No lo dudé. Cogí el libro y, aunque el tacto de la encuadernación me produjo arcadas de asco, pagué y salí como huyendo de la misma muerte, mientras a mi espalda creí oír las carcajadas de una demente dependienta.Entonces nada de lo que ocurría me extrañaba, inocente de mí, ni tan siquiera que aquel enorme libro cupiese en la cartera de hombro que, durante los dos últimos años, me acompañaba. Y así me incorporé a la perfecta Tertulia de los Jueves que coordinaba Javier Abellán, y así me encontré en un perfecto marco mientras mi mente viajaba de placer lejos del lugar, casi os podría decir que me olvidé de lo que palpitaba a mis pies, el maldito Libro de Jawaharlal, pero aquello era otro engaño que, en las fatídicas horas próximas el propio libro me obligaría a aprender a base de dolor y miedo.
Llegué a casa sin acordarme de lo que contenía mi cartera, lo cual achaqué a uno de los efectos de la medicación que estaba tomando. No me apetecía ver la televisión y me subí a la cama (está en la planta superior del duplex donde vivo), para buscar el sueño mientras terminaba de leer Oeuvres Posthumes, del poeta árabe Abdul Alhazred y, en efecto, debí quedarme dormido pronto, pues cuando retomé la lectura vi que no había leído más de dos poemas. ¡Y qué poemas! No sin razón los lectores de todo el mundo suelen calificar a Alhazred como demente.
Me desperté a las cuatro de la mañana, la casa permanecía en silencio, y fría, muy fría, casi tiritando me vestí el chándal y bajé a la cocina para conectar la calefacción. Entonces escuché unos pasos muy ligeros y un petrificador pánico me agarró la voluntad. Por las ventanas se filtraba la mortecina luz de las farolas de la calle y del jardín, y en ellas se apoyó mi ánimo para mirar y descubrir, con el placer de poder volver a respirar, que nadie había en la casa.
Así, me disponía a regresar al dormitorio cuando, nuevamente, aquellos ligeros pasos desviaron mi atención hacia mi despacho. Anduve hacia él y las venas en las sienes se me hincharon con el esfuerzo, mientras un pánico irracional se iba apoderando de mí. Abrí la puerta y me encontré ante una oscuridad tan profunda que no parecía de este mundo. Entonces recordé el libro que permanecía encerrado en mi cartera. ¡Dioses, qué frío!

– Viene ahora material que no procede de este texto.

PR #709, opened 2024-09-13
implement py-taxi-service-form-and-validation

ValeriiaKyr:
Снимок экрана 2024-09-13 в 16 05 26
Снимок экрана 2024-09-13 в 16 06 10
Снимок экрана 2024-09-13 в 16 06 25
Снимок экрана 2024-09-13 в 16 06 37

### DIFF
--- a/taxi/forms.py
+++ b/taxi/forms.py
@@ -1,0 +1,47 @@
+from django import forms
+from django.contrib.auth import get_user_model
+from django.contrib.auth.forms import UserCreationForm
+from django.core.exceptions import ValidationError
+
+from taxi.models import Driver, Car
+
+
+class CarCreateForm(forms.ModelForm):
+    drivers = forms.ModelMultipleChoiceField(
+        queryset=get_user_model().objects.all(),
+        widget=forms.CheckboxSelectMultiple,
+        required=False,
+    )
+
+    class Meta:
+        model = Car
+        fields = "__all__"
+
+
+class DriverCreationForm(UserCreationForm):
+    class Meta(UserCreationForm.Meta):
+        model = Driver
+        fields = UserCreationForm.Meta.fields + (
+            "first_name",
+            "last_name",
+            "license_number",
+        )
+
+
+class DriverLicenseUpdateForm(forms.ModelForm):
+
+    class Meta:
+        model = Driver
+        fields = ("license_number",)
+
+    def clean_license_number(self):
+        license_number = self.cleaned_data["license_number"]
+        part1 = license_number[:3]
+        part2 = license_number[3:]
+        if len(license_number) != 8:
+            raise ValidationError("Consist only of 8 characters")
+        elif not str(part1).isalpha() or not str(part1).isupper():
+            raise ValidationError("First 3 characters are uppercase letters")
+        elif not part2.isdigit():
+            raise ValidationError("Last 5 characters are digits")
+        return license_number
--- a/taxi/forms.py
+++ b/taxi/forms.py
@@ -18,22 +18,7 @@ class CarCreateForm(forms.ModelForm):
         fields = "__all__"
 
 
-class DriverCreationForm(UserCreationForm):
-    class Meta(UserCreationForm.Meta):
-        model = Driver
-        fields = UserCreationForm.Meta.fields + (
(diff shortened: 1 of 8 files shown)


taxi/urls.py
```diff
@@ -43,9 +47,26 @@
...
     path("cars/<int:pk>/delete/", CarDeleteView.as_view(), name="car-delete"),
     path("drivers/", DriverListView.as_view(), name="driver-list"),
+    path("drivers/create/", DriverCreateView.as_view(), name="driver-create"),
+    path(
+        "drivers/<int:pk>/delete/",
+        DriverDeleteView.as_view(),
+        name="driver-delete"
+    ),
+    path(
+        "drivers/<int:pk>/updete/",
```
MNDonut: update/*

taxi/views.py
```diff
@@ -87,3 +90,31 @@ class DriverListView(LoginRequiredMixin, generic.ListView):
...
+    model = Driver
+    form_class = DriverLicenseUpdateForm
+    success_url = reverse_lazy("taxi:driver-list")
+
+
+@login_required()
+def assign_to_car(request, pk):
+    driver = Driver.objects.get(id=request.user.id)
+    car = Car.objects.get(id=pk)
+    if car in driver.cars.all():
```
MNDonut: use .exists() so that db will check it using EXISTS and WHERE, because in this way you make query to db, it fetches all records and the python loops through all objects to check if car is in this list

templates/taxi/car_detail.html
```diff
@@ -12,6 +12,11 @@ <h1>
     </a>
   </h1>
   <p>Manufacturer: ({{ car.manufacturer.name }}, {{ car.manufacturer.country }})</p>
+  {% if car in user.cars.all %}
+      <a href="{% url 'taxi:car-assign_to_car' pk=car.id %}" class="btn btn-danger link-to-page">Delete me from this car</a>
+    {% else %}
+      <a href="{% url 'taxi:car-assign_to_car' pk=car.id %}" class="btn btn-secondary link-to-page">Assign me to this car</a>
```

MNDonut (changes requested):

taxi/forms.py
```diff
@@ -0,0 +1,47 @@
...
+        )
+
+
+class DriverLicenseUpdateForm(forms.ModelForm):
+
+    class Meta:
+        model = Driver
+        fields = ("license_number",)
+
+    def clean_license_number(self):
```
Oleksl888: license number must be validated on Driver Create as well (you should use inheritance to avoid code repetition)

taxi/views.py
```diff
@@ -87,3 +92,31 @@ class DriverListView(LoginRequiredMixin, generic.ListView):
...
+
+
+class DriverUpdateView(LoginRequiredMixin, generic.UpdateView):
+    model = Driver
+    form_class = DriverLicenseUpdateForm
+    success_url = reverse_lazy("taxi:driver-list")
+
+
+@login_required()
+def assign_to_car(request, pk):
```
Oleksl888: You can put this logic into post method of CarDetailView. This way you don't need to create extra view and url endpoint to handle adding/deleting driver.
*You will need to create a form on car detail template to send value to the CarDetailView + clean up urls.py

taxi/views.py
```diff
@@ -1,9 +1,13 @@
...
 from django.contrib.auth.decorators import login_required
-from django.shortcuts import render
+from django.shortcuts import render, redirect
 from django.urls import reverse_lazy
 from django.views import generic
 from django.contrib.auth.mixins import LoginRequiredMixin
+from django.http import HttpRequest, HttpResponse, HttpResponseRedirect
+from django.shortcuts import get_object_or_404
 
+from .forms import DriverCreationForm, DriverLicenseUpdateForm, CarCreateForm
```
Oleksl888: Change relative import here

templates/taxi/car_detail.html
Oleksl888: Use a form instead of hyperlinks to send value to CarDetailView

Oleksl888 (changes requested):

Arsen-hrynevych (approved):
Overall ok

Mientras lo sacaba, los perros aullaron larga y estremecedoramente, pero ya no podía hacer otra cosa que leerlo. La luz era insuficiente para quebrar la espesa oscuridad, y lo coloqué en el atril mientras mi alma se llenaba de un temor reverencial.
Leí. Dios Santo, no sé cómo lo hice. Desde las primeras líneas la oscuridad fue apoderándose de mí, como si se tratara de un ser animado que me abrazaba, mientras descubría la malignidad que podía anidar en el alma de los hombres. Quise dejar de leer, gritar, llamar, pero el pánico pegaba mi lengua contra el paladar, impidiéndomelo y, bajo un insoportable hedor a sangre, seguí leyendo, entrando en bostezantes abismos de horror y conociendo palabras tan abominables que quemaron mi fe hasta los cimientos.
Mi alma se secó, aunque sufría un hambre estremecedora de seguir leyendo, de conocer aquellos abominables nombres que no pueden ser repetidos en voz alta y, mientras avanzaba, la monstruosa huella de algo se apoderaba de mí. Sí, tuve tiempo de echar una mirada de locura a mi alrededor, pero no veía nada, la más pasmosa de las oscuridades me envolvía y, sin embargo, podía leer las repelentes líneas. Yo, sin saberlo, me estaba sometiendo al nefando influjo del poder de Jawaharlal.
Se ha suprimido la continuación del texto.